L’oubliée des Assises de l’Enseignement Supérieur ?

 

Le long processus de consultation mis en place fin juin 2012, portant sur les Assises de l’Enseignement Supérieur et de la Recherche, s’est terminé en décembre avec la remise d’un rapport de synthèse au Président de la République.

 

Après la communication du 9 janvier faite à ce propos, par Mme. Geneviève Fioraso Ministre en charge de l’Enseignement Supérieur et de la Recherche, FEE revient sur cette actualité et sur cette thématique qui est, reste et demeure au cœur de ses préoccupations.

 

Acteur référent depuis 1995 en matière d’insertion professionnelle des cadres et progressivement des jeunes diplômés, FEE se positionne très clairement comme praticien et non théoricien, sur ce segment. Sous cet angle d’approche, tout naturellement FEE s’interroge, en toute indépendance, sur les conclusions de ces consultations qui ont mobilisé sur de longs mois, tant d’énergie.

 

FEE procède à cette lecture critique, dans une démarche positive associative et citoyenne, avec pour seul et unique objectif : analyser au plus près les décisions prises, pour mieux comprendre aujourd’hui et accompagner demain, les étudiants sortis des Universités.

 

C’est aussi une occasion pour FEE, passerelle entre l’entreprise et l’université, très attachée à la réussite de l’insertion professionnelle des jeunes diplômés, après l’obtention de leurs diplômes, de faire le point sur la LRU 2007 et les suites annoncées avec la LRU révisée début 2013.

 

Aujourd’hui, qu’en est-il de la loi sur les Libertés et Responsabilités Universitaires [LRU] à peine posée, et déjà révisée ?
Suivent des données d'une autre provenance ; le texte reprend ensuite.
PR #419, opened 2025-05-28
feat: TDDFT-ris store Tia Tij Tab in RAM

John-zzh:
I think the current setup already makes the best of old `intopt` and `get_int3c2e_slice` engine.

- [changes ] 
- 
1.  Add option to store Tia Tij Tab in RAM. 
2. Milestone: wb97x-d3bj/def2-ZTVP TDA-ris  360 atoms, 6284 nbf  10 states on A100, 40 sec if in GPU-mem; 100 sec if in RAM; TDDFT-ris 130 sec if in RAM.    600+atoms def2-SVP is also possible, but still looking for stable SCF solution first.
3.  cleanup multiple lines of function args
4.  sort eri2c_inv and mo_coeff before AO->MO transformation, instead of sorting Puv
5.  remove temporarily useless codes, such as UKS.   

- [ what I have tested out and did not work well (those codes are not in commits) ] 
1. on the fly generate Tia is ~20 times slower than pre-calc and store it in GPU/RAM
2. a naive multi-gpu implementation make it even slower

TODO:
1.  test  new`int3c2e_bdiv` engine 
3.  test 1000 atoms system; still looking for interesting benchmark set 

x.  Maybe add UKS in the future, or maybe just head towards ROKS.

### DIFF
--- a/gpu4pyscf/tdscf/ris.py
+++ b/gpu4pyscf/tdscf/ris.py
@@ -25,6 +25,7 @@ from pyscf.data.nist import HARTREE2EV
 from gpu4pyscf.lib import logger
 
 
+
 CITATION_INFO = """
 Please cite the TDDFT-ris method:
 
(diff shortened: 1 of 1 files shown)


gpu4pyscf/tdscf/ris.py
```diff
@@ -778,38 +784,46 @@ def build(self):
...
+                self._JK_share_aux = True
 
-    def get_mdpol(self):
-        '''
-        magnatic dipole m
-        '''
-        int_rxp = self.mol.intor('int1e_cg_irxp' + self.eri_tag, comp=3, hermi=2)
-        int_rxp = cp.asarray(int_rxp, dtype=cp.float32 if self.single else cp.float64)
+            else:
+                log.info('J and K uese different aux basis, or RSH omega != 0')
```
jeanwsr, line 798: "use"?

John-zzh: ok, revised

gpu4pyscf/tdscf/ris.py
```diff
@@ -256,28 +236,36 @@ def compute_Tpq_on_gpu_general(mol, auxmol, C_p, C_q, lower_inv_eri2c,
...
+    nao = mol.nao
+    naux = auxmol.nao
 
     intopt = VHFOpt(mol, auxmol, 'int2e')
-    intopt.build(aosym=aosym, group_size=group_size, group_size_aux=group_size_aux)
+    intopt.build(aosym=True, group_size=group_size, group_size_aux=group_size_aux,verbose=mol.verbose)
 
-    nao = mol.nao
-    naux = auxmol.nao
+    C_p = C_p[intopt._ao_idx,:].copy()
```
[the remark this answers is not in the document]
John-zzh: I expected that C_p[intopt._ao_idx,:] merely return the view of C_p, which leads to non-contiguous memory layout,  C_p involves in contract operation many times later.
But maybe nao is small enough so that the all elements are always in cache no matter how they sorted?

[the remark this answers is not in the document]
sunqm: fancy indexing always returns an array in contiguous storage

gpu4pyscf/tdscf/ris.py
```diff
@@ -256,28 +231,36 @@ def compute_Tpq_on_gpu_general(mol, auxmol, C_p, C_q, lower_inv_eri2c,
...
 
-    nao = mol.nao
-    naux = auxmol.nao
+    C_p = C_p[intopt._ao_idx,:]
+    C_q = C_q[intopt._ao_idx,:]
 
     siz_p = C_p.shape[1]
     siz_q = C_q.shape[1]
 
+    upper_inv_eri2c = lower_inv_eri2c[intopt._aux_ao_idx,:][:,intopt._aux_ao_idx].T.copy()
```
sunqm, line 246: 1. `lower_inv_eri2c[intopt._aux_ao_idx[:,None],intopt._aux_ao_idx]`
2. .T.copy() is not necessary. einsum can handle either contiguous storage efficiently

gpu4pyscf/tdscf/ris.py
```diff
@@ -1627,17 +1178,12 @@ def kernel(self):
             if self.RKS:
                 TDDFT_hybrid_MVP, hdiag = self.gen_RKS_TDDFT_hybrid_MVP()
 
-            elif self.UKS:
-                TDDFT_hybrid_MVP, hdiag = self.get_UKS_TDDFT_MVP()
+            #  TODO: UKS
```
sunqm, line 1181: raise NotImplementedError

Pour FEE, la nouveauté portait essentiellement sur l’autonomie de gestion, avec un amendement statutaire que l’on pourrait raisonnablement qualifié de « révolutionnaire » : l’insertion professionnelle.

 

Insertion professionnelle… Le mot est lâché ! C’est « tendance », le jackpot des moteurs de recherche, le sésame, le mot-clé, chic et choc, sous les feux de la rampe et au croisement d’une actualité toujours pressée exigeante et interrogative !

 

Mais en fait, dans ce cadre précis [LRU] que doit-on comprendre par « insertion professionnelle » et comment passe-t-on d’un concept jamais clairement explicité à une action ciblée correctement conduite ?

 

En ce début d’année, l’Insertion Professionnelle au sein des Universités est intégrée aux « services péri-universitaires » liés à la Formation et devient à vive allure une préoccupation majeure, certes, mais sans cesse esquivée car jamais traitée.

 

Parce que FEE se positionne comme un acteur externe, soucieux de contribuer de façon positive à ces services péri-universitaires, l’association constate malheureusement et regrette l’amalgame entretenu et répété entre : Formation, Orientation et Insertion.

 

En effet, concrètement, à aucun moment, le traitement spécifique de l’insertion professionnelle des jeunes diplômés n’est réellement abordé.

 

Mais pourquoi donc ?

 

Pourquoi l’appropriation par les universités de ces « services péri-universitaires » avec le traitement réel des différents concepts posés, n’est-elle pas au rendez-vous ?

 

Pourquoi ces « services péri-universitaires » ne sont-ils pas perçus comme hautement prioritaires ?

 

Pourquoi les moyens, tant en termes financiers qu’en ressources humaines expérimentées, sont-ils si limités et surtout accordés en dehors de toute démarche stratégique raisonnée ?

 

Dans la poursuite et le renforcement du dialogue interculturel entre le monde universitaire et le monde marchand… dans une prise de conscience partagée mise au service et dans l’intérêt des jeunes diplômés …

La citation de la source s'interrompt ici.